*Task*: Could you reproduce, from the records below, everything from the line with "I noticed that" down to the line with "Looks good. Thanks!", keeping both of those lines and changing nothing?
====== Data for the task ======
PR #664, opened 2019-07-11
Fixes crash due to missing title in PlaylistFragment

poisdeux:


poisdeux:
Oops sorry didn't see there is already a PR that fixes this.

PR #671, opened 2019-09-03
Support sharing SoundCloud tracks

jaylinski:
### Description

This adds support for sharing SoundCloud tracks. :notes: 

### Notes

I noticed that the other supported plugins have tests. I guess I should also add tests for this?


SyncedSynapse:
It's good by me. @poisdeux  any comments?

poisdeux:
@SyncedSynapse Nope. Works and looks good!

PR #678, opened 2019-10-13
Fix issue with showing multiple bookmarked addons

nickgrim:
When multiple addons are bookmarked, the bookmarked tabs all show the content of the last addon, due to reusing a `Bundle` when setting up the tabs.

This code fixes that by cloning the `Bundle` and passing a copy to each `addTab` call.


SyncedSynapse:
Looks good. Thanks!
======
====== Data for the task ======
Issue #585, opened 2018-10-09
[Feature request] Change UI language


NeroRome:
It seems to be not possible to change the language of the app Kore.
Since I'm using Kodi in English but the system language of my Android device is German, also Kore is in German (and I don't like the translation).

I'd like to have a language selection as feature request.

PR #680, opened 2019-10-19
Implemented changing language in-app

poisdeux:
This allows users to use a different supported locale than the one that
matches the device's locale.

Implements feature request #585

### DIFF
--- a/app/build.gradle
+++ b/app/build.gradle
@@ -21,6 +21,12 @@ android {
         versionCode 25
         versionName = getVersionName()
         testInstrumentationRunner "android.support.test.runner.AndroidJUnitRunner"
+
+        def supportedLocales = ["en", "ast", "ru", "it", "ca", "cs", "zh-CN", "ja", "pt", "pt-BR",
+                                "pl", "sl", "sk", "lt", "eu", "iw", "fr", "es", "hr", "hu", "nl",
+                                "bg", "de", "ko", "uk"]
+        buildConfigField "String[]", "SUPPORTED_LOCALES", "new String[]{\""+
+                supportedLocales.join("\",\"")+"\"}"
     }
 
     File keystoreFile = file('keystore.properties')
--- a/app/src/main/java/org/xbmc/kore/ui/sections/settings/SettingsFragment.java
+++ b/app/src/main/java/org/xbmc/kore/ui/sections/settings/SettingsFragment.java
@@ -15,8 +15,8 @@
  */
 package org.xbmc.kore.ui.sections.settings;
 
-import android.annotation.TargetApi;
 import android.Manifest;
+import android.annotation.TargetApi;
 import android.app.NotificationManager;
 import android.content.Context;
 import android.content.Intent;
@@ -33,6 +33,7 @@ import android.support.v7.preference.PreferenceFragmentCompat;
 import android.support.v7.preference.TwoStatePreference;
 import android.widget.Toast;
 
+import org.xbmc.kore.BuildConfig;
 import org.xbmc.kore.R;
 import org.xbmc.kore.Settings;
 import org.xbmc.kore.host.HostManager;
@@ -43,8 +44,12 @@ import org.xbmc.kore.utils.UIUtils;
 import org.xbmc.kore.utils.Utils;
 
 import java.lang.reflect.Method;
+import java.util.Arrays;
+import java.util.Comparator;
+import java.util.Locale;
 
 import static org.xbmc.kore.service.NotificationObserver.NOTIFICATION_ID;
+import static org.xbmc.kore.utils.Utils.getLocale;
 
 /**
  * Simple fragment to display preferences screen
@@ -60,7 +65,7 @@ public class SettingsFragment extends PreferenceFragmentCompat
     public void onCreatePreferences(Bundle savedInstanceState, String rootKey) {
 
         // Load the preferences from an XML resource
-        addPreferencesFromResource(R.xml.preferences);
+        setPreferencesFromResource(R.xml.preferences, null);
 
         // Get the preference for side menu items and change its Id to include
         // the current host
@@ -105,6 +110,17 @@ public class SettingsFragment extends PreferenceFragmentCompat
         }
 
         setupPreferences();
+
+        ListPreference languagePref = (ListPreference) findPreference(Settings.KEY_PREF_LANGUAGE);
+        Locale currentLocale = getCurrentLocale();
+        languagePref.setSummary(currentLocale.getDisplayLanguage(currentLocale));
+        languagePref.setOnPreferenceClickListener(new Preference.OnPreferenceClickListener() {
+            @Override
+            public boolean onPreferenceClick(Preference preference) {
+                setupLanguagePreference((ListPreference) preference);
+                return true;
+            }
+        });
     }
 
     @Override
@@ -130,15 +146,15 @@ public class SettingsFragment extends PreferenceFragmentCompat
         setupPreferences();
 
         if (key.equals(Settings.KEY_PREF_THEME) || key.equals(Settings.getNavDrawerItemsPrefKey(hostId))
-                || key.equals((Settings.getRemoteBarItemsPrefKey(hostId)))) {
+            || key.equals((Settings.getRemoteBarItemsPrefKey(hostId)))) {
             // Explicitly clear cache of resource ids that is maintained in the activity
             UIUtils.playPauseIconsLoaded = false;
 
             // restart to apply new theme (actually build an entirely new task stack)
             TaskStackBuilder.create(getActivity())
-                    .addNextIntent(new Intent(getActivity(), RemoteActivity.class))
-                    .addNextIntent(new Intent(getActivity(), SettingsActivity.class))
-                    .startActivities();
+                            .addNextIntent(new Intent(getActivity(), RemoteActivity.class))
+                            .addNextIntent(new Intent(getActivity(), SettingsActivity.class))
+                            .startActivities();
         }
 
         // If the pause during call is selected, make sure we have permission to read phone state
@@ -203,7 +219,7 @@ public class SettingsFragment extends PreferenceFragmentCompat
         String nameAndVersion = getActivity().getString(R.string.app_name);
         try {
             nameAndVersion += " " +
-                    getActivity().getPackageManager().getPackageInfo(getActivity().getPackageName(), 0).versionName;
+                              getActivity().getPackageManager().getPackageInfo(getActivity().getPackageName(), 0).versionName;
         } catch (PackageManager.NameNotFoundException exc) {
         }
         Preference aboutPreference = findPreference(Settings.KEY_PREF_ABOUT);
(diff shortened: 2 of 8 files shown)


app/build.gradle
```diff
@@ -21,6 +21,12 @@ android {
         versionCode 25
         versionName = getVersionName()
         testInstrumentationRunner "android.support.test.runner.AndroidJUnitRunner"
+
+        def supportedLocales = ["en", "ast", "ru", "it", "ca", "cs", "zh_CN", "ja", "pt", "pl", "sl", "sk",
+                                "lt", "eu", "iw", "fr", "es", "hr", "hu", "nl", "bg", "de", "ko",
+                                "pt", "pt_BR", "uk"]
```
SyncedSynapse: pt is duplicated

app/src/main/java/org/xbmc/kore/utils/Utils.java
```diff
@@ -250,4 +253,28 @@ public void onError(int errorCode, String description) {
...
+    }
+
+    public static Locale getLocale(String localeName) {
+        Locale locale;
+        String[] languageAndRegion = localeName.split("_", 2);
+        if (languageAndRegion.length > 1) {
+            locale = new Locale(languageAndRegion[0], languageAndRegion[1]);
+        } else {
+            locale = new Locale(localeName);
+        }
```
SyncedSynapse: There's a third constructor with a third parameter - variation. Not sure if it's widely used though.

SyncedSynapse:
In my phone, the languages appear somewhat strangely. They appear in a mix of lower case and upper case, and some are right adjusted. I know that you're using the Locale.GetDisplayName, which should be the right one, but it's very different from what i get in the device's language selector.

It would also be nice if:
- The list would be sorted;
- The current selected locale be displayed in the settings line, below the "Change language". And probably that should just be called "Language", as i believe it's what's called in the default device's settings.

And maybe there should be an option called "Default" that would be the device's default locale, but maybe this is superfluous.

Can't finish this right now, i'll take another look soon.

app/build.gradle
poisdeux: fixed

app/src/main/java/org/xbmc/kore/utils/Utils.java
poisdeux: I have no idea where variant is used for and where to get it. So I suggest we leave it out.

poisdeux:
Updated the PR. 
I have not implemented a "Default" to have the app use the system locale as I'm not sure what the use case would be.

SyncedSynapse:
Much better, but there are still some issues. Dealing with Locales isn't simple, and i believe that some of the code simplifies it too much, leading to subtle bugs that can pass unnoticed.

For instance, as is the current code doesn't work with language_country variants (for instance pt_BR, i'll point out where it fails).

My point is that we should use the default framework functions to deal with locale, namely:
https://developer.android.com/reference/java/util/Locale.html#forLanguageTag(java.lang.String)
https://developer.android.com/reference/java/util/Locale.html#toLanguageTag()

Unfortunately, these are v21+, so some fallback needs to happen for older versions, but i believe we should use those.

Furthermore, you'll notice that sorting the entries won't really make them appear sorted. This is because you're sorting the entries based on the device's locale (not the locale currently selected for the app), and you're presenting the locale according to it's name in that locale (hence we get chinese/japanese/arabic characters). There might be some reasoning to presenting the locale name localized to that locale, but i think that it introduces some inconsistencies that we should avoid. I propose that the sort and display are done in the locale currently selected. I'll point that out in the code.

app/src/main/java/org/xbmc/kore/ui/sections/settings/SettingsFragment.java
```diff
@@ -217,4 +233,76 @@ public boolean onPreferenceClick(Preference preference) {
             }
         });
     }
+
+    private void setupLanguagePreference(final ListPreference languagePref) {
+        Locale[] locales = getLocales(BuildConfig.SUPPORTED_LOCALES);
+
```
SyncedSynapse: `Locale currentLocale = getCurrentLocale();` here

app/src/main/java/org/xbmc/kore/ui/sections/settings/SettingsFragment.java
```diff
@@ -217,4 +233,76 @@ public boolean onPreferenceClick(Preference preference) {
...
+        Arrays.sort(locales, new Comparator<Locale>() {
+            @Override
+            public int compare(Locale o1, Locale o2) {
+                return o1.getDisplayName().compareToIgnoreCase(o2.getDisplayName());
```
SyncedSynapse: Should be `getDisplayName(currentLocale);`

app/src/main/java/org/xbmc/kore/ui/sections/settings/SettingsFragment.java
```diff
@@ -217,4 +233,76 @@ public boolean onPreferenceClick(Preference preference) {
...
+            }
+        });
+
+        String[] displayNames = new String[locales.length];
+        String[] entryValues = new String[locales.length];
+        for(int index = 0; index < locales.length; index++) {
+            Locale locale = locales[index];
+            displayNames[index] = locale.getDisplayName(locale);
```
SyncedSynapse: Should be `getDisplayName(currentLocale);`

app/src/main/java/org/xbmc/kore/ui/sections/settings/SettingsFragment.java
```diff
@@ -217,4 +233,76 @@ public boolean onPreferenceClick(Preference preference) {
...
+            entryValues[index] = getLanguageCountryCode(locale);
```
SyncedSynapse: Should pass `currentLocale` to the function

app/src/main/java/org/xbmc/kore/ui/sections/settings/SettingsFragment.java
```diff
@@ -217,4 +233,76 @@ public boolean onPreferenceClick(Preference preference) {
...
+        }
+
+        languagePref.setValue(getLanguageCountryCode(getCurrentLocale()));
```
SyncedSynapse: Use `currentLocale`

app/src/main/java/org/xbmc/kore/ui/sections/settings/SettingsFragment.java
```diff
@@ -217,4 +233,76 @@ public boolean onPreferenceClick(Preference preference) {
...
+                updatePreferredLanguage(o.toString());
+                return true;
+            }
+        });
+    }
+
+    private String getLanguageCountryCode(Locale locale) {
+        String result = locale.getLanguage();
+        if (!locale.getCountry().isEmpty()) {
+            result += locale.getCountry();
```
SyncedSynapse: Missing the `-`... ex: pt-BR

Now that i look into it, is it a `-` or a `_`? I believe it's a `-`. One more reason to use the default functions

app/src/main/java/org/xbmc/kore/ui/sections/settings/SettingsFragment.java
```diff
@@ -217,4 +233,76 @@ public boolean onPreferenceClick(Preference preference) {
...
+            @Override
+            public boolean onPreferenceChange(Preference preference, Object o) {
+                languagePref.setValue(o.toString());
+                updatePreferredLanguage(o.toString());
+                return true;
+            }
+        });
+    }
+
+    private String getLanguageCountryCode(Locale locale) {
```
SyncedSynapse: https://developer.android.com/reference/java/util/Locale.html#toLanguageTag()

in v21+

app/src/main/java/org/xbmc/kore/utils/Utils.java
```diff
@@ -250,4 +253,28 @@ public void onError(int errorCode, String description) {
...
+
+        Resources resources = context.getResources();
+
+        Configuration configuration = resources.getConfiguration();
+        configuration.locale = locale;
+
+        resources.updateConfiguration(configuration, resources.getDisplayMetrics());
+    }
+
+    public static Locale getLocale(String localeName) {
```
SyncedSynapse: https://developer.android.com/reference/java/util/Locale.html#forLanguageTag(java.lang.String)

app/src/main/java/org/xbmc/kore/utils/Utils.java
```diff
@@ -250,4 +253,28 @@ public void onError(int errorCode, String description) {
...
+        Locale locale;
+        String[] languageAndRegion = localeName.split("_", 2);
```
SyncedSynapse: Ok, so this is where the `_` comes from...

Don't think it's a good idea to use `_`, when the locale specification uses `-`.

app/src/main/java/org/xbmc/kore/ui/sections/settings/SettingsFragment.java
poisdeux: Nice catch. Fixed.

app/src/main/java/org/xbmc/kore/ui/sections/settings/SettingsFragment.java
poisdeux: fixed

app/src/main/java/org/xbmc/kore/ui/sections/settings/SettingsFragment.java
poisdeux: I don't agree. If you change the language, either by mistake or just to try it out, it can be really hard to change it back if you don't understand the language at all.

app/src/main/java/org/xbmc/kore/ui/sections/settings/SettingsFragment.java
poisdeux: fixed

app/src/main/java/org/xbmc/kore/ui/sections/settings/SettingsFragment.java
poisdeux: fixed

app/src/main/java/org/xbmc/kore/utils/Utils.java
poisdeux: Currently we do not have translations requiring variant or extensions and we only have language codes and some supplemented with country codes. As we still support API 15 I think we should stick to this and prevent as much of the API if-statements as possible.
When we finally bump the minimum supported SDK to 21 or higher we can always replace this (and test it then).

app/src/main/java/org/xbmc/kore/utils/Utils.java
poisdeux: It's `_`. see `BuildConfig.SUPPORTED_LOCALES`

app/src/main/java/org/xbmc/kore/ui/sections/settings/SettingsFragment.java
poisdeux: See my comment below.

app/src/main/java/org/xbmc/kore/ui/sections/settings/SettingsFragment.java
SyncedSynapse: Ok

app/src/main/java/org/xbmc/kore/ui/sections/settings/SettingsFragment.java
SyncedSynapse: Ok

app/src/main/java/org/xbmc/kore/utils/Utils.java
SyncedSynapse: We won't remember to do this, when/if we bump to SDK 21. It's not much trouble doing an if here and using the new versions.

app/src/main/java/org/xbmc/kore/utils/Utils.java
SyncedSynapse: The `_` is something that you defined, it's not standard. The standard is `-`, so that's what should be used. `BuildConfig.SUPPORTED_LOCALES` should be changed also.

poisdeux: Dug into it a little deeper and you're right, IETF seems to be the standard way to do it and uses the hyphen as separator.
======
*Your solution*:
I noticed that the other supported plugins have tests. I guess I should also add tests for this?


SyncedSynapse:
It's good by me. @poisdeux  any comments?

poisdeux:
@SyncedSynapse Nope. Works and looks good!

PR #678, opened 2019-10-13
Fix issue with showing multiple bookmarked addons

nickgrim:
When multiple addons are bookmarked, the bookmarked tabs all show the content of the last addon, due to reusing a `Bundle` when setting up the tabs.

This code fixes that by cloning the `Bundle` and passing a copy to each `addTab` call.


SyncedSynapse:
Looks good. Thanks!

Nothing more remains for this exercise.